▶ **Problem details**:
Each line of the records below that holds "This" should be returned.

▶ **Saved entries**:
···

PR #765, opened 2023-06-28
Fixed network increase backoff concurrency issue

### LINKED ISSUE #761: Out of bound access in _Network._GetNodeAccountIDsForExecute
When getting the healthy nodes to build a transaction, there is no bound check on line 134-135.

This would rarely cause issue when the `Client` is created with default to pick 1/3 of nodes and majority of the nodes are healthy.

However, if a user sets a much higher number through `Client.SetMaxNodesPerTransaction` or creates a `Client` with a much smaller set of nodes, the chances to hit the out of bound access is much higher.   

https://github.com/hashgraph/hedera-sdk-go/blob/f6a3c6f3720b45f6b077c156e5957db385dc539a/network.go#L131-L136

https://github.com/hashgraph/hedera-sdk-go/blob/f6a3c6f3720b45f6b077c156e5957db385dc539a/managed_network.go#L143-L150

### LINKED ISSUE #762: _Network._IncreaseBackoff may accidentally remove healthy node
### Description

Since there's no multi-thread protection from goroutines calling _Network.IncreaseBackoff concurrently, for a specific node, when the function is called, it might have been already removed from the `healthyNodes` slice. However, `index` is initialized to 0, then the first node (different than the node to remove) gets removed from the `healthyNodes` slice.

https://github.com/hashgraph/hedera-sdk-go/blob/f6a3c6f3720b45f6b077c156e5957db385dc539a/network.go#L66-L80

### Steps to reproduce

refer to the description

### Additional context

_No response_

### Hedera network

other

### Version

main

### Operating system

None

rokn:
**Description**:
This PR fixes some concurrency issues with the Network instances, related to accessing `healthyNodes`. It's protecting only the part of the instance which is used when executing transactions.

**Related issue(s)**:
Fixes #762
Fixes #761 

**Checklist**

### DIFF
--- a/.github/workflows/build.yml
+++ b/.github/workflows/build.yml
@@ -12,7 +12,7 @@ on:
 concurrency:
   group: ${{ github.workflow }}-${{ github.head_ref || github.run_id }}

···

▶ **Output of the task**:
This would rarely cause issue when the `Client` is created with default to pick 1/3 of nodes and majority of the nodes are healthy.
This PR fixes some concurrency issues with the Network instances, related to accessing `healthyNodes`. It's protecting only the part of the instance which is used when executing transactions.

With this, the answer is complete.